# REQUIRED WORK
Every line below that holds the string "ArticleLayout" should be copied out.

# DATA EXCERPTS
───
PR #625, opened 2018-04-12
@kanaabe => Refactor ArticleLayout

eessex:
While looking into adding series/sponsor components to Features, I realized that a lot of non-overlapping logic was housed in the `ArticleLayout` component, making it pretty difficult to follow. This PR separates some of these concerns into separate components, so that we can more easily add to feature and standard articles independently.  No significant changes were made in logic, mostly just moving things around.

- Moves the body of features into the already existing `FeatureLayout`
- Moves the body of standard articles into the already existing `StandardLayout`
- Moves sidebar content into the `Sidebar` component
- Adds more unit tests for each layout and sidebar

The `ArticleLayout` file might better be described as `ArticleWithFullscreenViewer` -- however renaming it meant the changes were not side-by-side, making it harder to review.  We might consider renaming this later.

### DIFF
--- a/src/Components/Publishing/Layouts/StandardLayout.tsx
+++ b/src/Components/Publishing/Layouts/StandardLayout.tsx
@@ -6,12 +6,10 @@ import { Responsive } from "../../../Utils/Responsive"
 import { pMedia } from "../../Helpers"
 import { DisplayCanvas } from "../Display/Canvas"
 import { DisplayPanel } from "../Display/DisplayPanel"
-import { EmailPanel } from "../Email/EmailPanel"
 import { Header } from "../Header/Header"
 import { ReadMore } from "../ReadMore/ReadMoreButton"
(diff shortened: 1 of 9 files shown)


src/Components/Publishing/Layouts/StandardLayout.tsx
```diff
@@ -1,16 +1,196 @@
...
+
+export interface ArticleProps {
+  article: ArticleData
+  seriesArticle?: ArticleData
+  closeViewer?: () => void
+  display?: {
+    name: string
+    panel: object
+    canvas: any
+  }
```
kanaabe: Would be nice to get this typed eventually

kanaabe:
👍 LGTM! Nice one.

kanaabe:
Ah oops I realized you missed versioning on this.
───
# ANSWER TO THIS EXERCISE
@kanaabe => Refactor ArticleLayout
While looking into adding series/sponsor components to Features, I realized that a lot of non-overlapping logic was housed in the `ArticleLayout` component, making it pretty difficult to follow. This PR separates some of these concerns into separate components, so that we can more easily add to feature and standard articles independently.  No significant changes were made in logic, mostly just moving things around.
The `ArticleLayout` file might better be described as `ArticleWithFullscreenViewer` -- however renaming it meant the changes were not side-by-side, making it harder to review.  We might consider renaming this later.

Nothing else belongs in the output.